◆ Problem ◆
Your response should consist of every line below, reproduced without alteration.

(Stored items)
>>>>>

PR #4882, opened 2026-07-28
Add tests for footer social links

amitha-m-joe:
- All 9/9 passing on BrowserStack (Chrome)

Screenshot 2026-07-28 at 1 23 11 PM

Test Coverage: icon visibility, platform existence, href correctness (Facebook/Instagram/Twitter), target="_blank" behavior, new-tab-stays-open, hover cursor state, broken image check.

### DIFF
--- a/tests/browserstack_automation/page_objects/footerSocialLinks.browser.js
+++ b/tests/browserstack_automation/page_objects/footerSocialLinks.browser.js
@@ -1,0 +1,66 @@
+import { $, browser,driver } from '@wdio/globals';
+import PageBrowser from './page.browser';
+
+// Page object for the WeVote homepage footer social media links.
+// All element IDs confirmed from DOM inspection of quality.wevote.us.
+// The homepage uses weVote-prefixed IDs (e.g. weVoteFacebook),
+// which are different from the credits page footer (footerLinkFacebook).
+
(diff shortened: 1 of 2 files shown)


charanya-QA (commented):
@amitha-m-joe  : 1) Can you  Please remove the driver.pause(waitTime) since you are already using waitforDisplayed already
2) Also if you could add the repeated steps of all the test case before each?beforeEach(async () => {
  await FooterSocialLinksPage.load();
  await FooterSocialLinksPage.scrollToFooter();
  await FooterSocialLinksPage.facebookLink.waitForDisplayed({
    timeout: waitTime,
  });
});
then each test would have only assertions
3) TC-011 open a new tab but doesn't closes it. When we execute all the modules this would be a problem , Can you pls close that too?

rest all looks good ! Thanks for attaching the screenshot of browserstack.

amitha-m-joe:
Thanks! Made all three changes. Re-ran on BrowserStack, still 9/9 passing: [new build link: https://automation.browserstack.com/builds/e32rzugko3ihkpzqsft7qajjohz9ptu96vb04bzg]

charanya-QA (approved):
Thanks @amitha-m-joe  !

PR #4885, opened 2026-07-29
WV-4818 Make Cordova photo upload button area look like WebApp's

SailingSteve:
Photo upload had also been completely broken and now it works again.
Also some fixes for AddressSpanLimited when in full screen webapp


DaleMcGrew:
👍

PR #4889, opened 2026-08-04
WV-4849 Add isClaimedProfile to candidate analytics

lyndabanh:
* CandidateStore.getAnalyticsCandidateDetails() previously omitted
isClaimedProfile entirely, so GA4 events fired via the candidate
path (support/oppose/favorite) showed (not set) for this field.

* Resolves isClaimedProfile from the linked Politician record first,
since Politician.is_claimed_profile is the source of truth


DaleMcGrew:
Thank you @lyndabanh! 👍

PR #920, opened 2020-04-30
Do not log termination as error

tiziano88:
It is confusing to see error log messages for normal working conditions.

### DIFF
--- a/sdk/rust/oak/src/lib.rs
+++ b/sdk/rust/oak/src/lib.rs
@@ -15,7 +15,7 @@
 //
 
 use byteorder::{ReadBytesExt, WriteBytesExt};
-use log::{debug, error, info};
+use log::{debug, error, info, warn};
 use serde::{Deserialize, Serialize};
 
 // Re-export ABI constants that are also visible as part of the SDK API.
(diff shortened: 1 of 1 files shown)


sdk/rust/oak/src/lib.rs
```diff
@@ -465,15 +465,24 @@ pub fn run_event_loop<T: crate::io::Decodable, N: Node<T>>(mut node: N, in_handl
...
+                    ErrBadHandle | ErrChannelClosed => {
+                        warn!(
+                            "non-transient error waiting for command: {:?}; terminating event loop",
+                            status
+                        );
                         return;
                     }
                     _ => {
-                        info!("(possibly) transient error: continuing event loop");
+                        warn!("(possibly) transient error waiting for command: {:?}; continuing event loop", status);
```
juliettepretot, line 485: I like that now all the logs related this Error are one line (as opposed to error followed by info), makes it very clear that it's about he same thing

juliettepretot: Also being able to pattern match is nice, it's good to see for this humble JavaScript developer.

PR #929, opened 2020-05-01
Configure shell to use rustup command before using it

juliettepretot:
Super duper minor, but we one needs to to configure the shell before running `rustup`. Else you'd get "rustup: command not found".

Should make things ever so slightly easier to setup for beginners.


tiziano88:
Thanks! Feel free to merge when the checks have completed. We usually use the "squash and merge" strategy.

PR #930, opened 2020-05-01
Compile Docker server with clang

ipetr0v:
This change adds parameters for choosing server type in Docker images.
Change is necessary, since an Oak server for Docker images was not compiled using `clang`.

# Checklist

### DIFF
--- a/scripts/build_example
+++ b/scripts/build_example
@@ -6,17 +6,19 @@ source "${SCRIPTS_DIR}/common"
 
 language="rust"
 compilation_mode='fastbuild'
-docker_image=false
-while getopts "l:ide:h" opt; do
+docker_config=''
+while getopts "l:i:de:h" opt; do
   case "${opt}" in
     h)
-      echo -e "Usage: ${0} [-h] [-l rust|cpp] [-i] [-d] -e EXAMPLE
+      echo -e "Usage: ${0} [-h] [-l rust|cpp] [-i base|logless] [-d] -e EXAMPLE
 
 Build the given example Oak Application and client.
 
 Options:
   -e    Example application name (required)
-  -i    Package application in a Docker image
+  -i    Package application in a Docker image with one of the following server types:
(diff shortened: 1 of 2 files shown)


scripts/build_example
```diff
@@ -6,17 +6,19 @@ source "${SCRIPTS_DIR}/common"
...
     h)
-      echo -e "Usage: ${0} [-h] [-l rust|cpp] [-i] [-d] -e EXAMPLE
+      echo -e "Usage: ${0} [-h] [-l rust|cpp] [-i base|logless] [-d] -e EXAMPLE
 
 Build the given example Oak Application and client.
 
 Options:
   -e    Example application name (required)
-  -i    Package application in a Docker image
+  -i    Package application in a Docker image with one of the following server types:
```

<<<<<

◆ Expected answer ◆
PR #4882, opened 2026-07-28
Add tests for footer social links

amitha-m-joe:
- All 9/9 passing on BrowserStack (Chrome)

Screenshot 2026-07-28 at 1 23 11 PM

Test Coverage: icon visibility, platform existence, href correctness (Facebook/Instagram/Twitter), target="_blank" behavior, new-tab-stays-open, hover cursor state, broken image check.

### DIFF
--- a/tests/browserstack_automation/page_objects/footerSocialLinks.browser.js
+++ b/tests/browserstack_automation/page_objects/footerSocialLinks.browser.js
@@ -1,0 +1,66 @@
+import { $, browser,driver } from '@wdio/globals';
+import PageBrowser from './page.browser';
+
+// Page object for the WeVote homepage footer social media links.
+// All element IDs confirmed from DOM inspection of quality.wevote.us.
+// The homepage uses weVote-prefixed IDs (e.g. weVoteFacebook),
+// which are different from the credits page footer (footerLinkFacebook).
+
(diff shortened: 1 of 2 files shown)


charanya-QA (commented):
@amitha-m-joe  : 1) Can you  Please remove the driver.pause(waitTime) since you are already using waitforDisplayed already
2) Also if you could add the repeated steps of all the test case before each?beforeEach(async () => {
  await FooterSocialLinksPage.load();
  await FooterSocialLinksPage.scrollToFooter();
  await FooterSocialLinksPage.facebookLink.waitForDisplayed({
    timeout: waitTime,
  });
});
then each test would have only assertions
3) TC-011 open a new tab but doesn't closes it. When we execute all the modules this would be a problem , Can you pls close that too?

rest all looks good ! Thanks for attaching the screenshot of browserstack.

amitha-m-joe:
Thanks! Made all three changes. Re-ran on BrowserStack, still 9/9 passing: [new build link: https://automation.browserstack.com/builds/e32rzugko3ihkpzqsft7qajjohz9ptu96vb04bzg]

charanya-QA (approved):
Thanks @amitha-m-joe  !

PR #4885, opened 2026-07-29
WV-4818 Make Cordova photo upload button area look like WebApp's

SailingSteve:
Photo upload had also been completely broken and now it works again.
Also some fixes for AddressSpanLimited when in full screen webapp


DaleMcGrew:
👍

PR #4889, opened 2026-08-04
WV-4849 Add isClaimedProfile to candidate analytics

lyndabanh:
* CandidateStore.getAnalyticsCandidateDetails() previously omitted
isClaimedProfile entirely, so GA4 events fired via the candidate
path (support/oppose/favorite) showed (not set) for this field.

* Resolves isClaimedProfile from the linked Politician record first,
since Politician.is_claimed_profile is the source of truth


DaleMcGrew:
Thank you @lyndabanh! 👍

PR #920, opened 2020-04-30
Do not log termination as error

tiziano88:
It is confusing to see error log messages for normal working conditions.

### DIFF
--- a/sdk/rust/oak/src/lib.rs
+++ b/sdk/rust/oak/src/lib.rs
@@ -15,7 +15,7 @@
 //
 
 use byteorder::{ReadBytesExt, WriteBytesExt};
-use log::{debug, error, info};
+use log::{debug, error, info, warn};
 use serde::{Deserialize, Serialize};
 
 // Re-export ABI constants that are also visible as part of the SDK API.
(diff shortened: 1 of 1 files shown)


sdk/rust/oak/src/lib.rs
```diff
@@ -465,15 +465,24 @@ pub fn run_event_loop<T: crate::io::Decodable, N: Node<T>>(mut node: N, in_handl
...
+                    ErrBadHandle | ErrChannelClosed => {
+                        warn!(
+                            "non-transient error waiting for command: {:?}; terminating event loop",
+                            status
+                        );
                         return;
                     }
                     _ => {
-                        info!("(possibly) transient error: continuing event loop");
+                        warn!("(possibly) transient error waiting for command: {:?}; continuing event loop", status);
```
juliettepretot, line 485: I like that now all the logs related this Error are one line (as opposed to error followed by info), makes it very clear that it's about he same thing

juliettepretot: Also being able to pattern match is nice, it's good to see for this humble JavaScript developer.

PR #929, opened 2020-05-01
Configure shell to use rustup command before using it

juliettepretot:
Super duper minor, but we one needs to to configure the shell before running `rustup`. Else you'd get "rustup: command not found".

Should make things ever so slightly easier to setup for beginners.


tiziano88:
Thanks! Feel free to merge when the checks have completed. We usually use the "squash and merge" strategy.

PR #930, opened 2020-05-01
Compile Docker server with clang

ipetr0v:
This change adds parameters for choosing server type in Docker images.
Change is necessary, since an Oak server for Docker images was not compiled using `clang`.

# Checklist

### DIFF
--- a/scripts/build_example
+++ b/scripts/build_example
@@ -6,17 +6,19 @@ source "${SCRIPTS_DIR}/common"
 
 language="rust"
 compilation_mode='fastbuild'
-docker_image=false
-while getopts "l:ide:h" opt; do
+docker_config=''
+while getopts "l:i:de:h" opt; do
   case "${opt}" in
     h)
-      echo -e "Usage: ${0} [-h] [-l rust|cpp] [-i] [-d] -e EXAMPLE
+      echo -e "Usage: ${0} [-h] [-l rust|cpp] [-i base|logless] [-d] -e EXAMPLE
 
 Build the given example Oak Application and client.
 
 Options:
   -e    Example application name (required)
-  -i    Package application in a Docker image
+  -i    Package application in a Docker image with one of the following server types:
(diff shortened: 1 of 2 files shown)


scripts/build_example
```diff
@@ -6,17 +6,19 @@ source "${SCRIPTS_DIR}/common"
...
     h)
-      echo -e "Usage: ${0} [-h] [-l rust|cpp] [-i] [-d] -e EXAMPLE
+      echo -e "Usage: ${0} [-h] [-l rust|cpp] [-i base|logless] [-d] -e EXAMPLE
 
 Build the given example Oak Application and client.
 
 Options:
   -e    Example application name (required)
-  -i    Package application in a Docker image
+  -i    Package application in a Docker image with one of the following server types:
```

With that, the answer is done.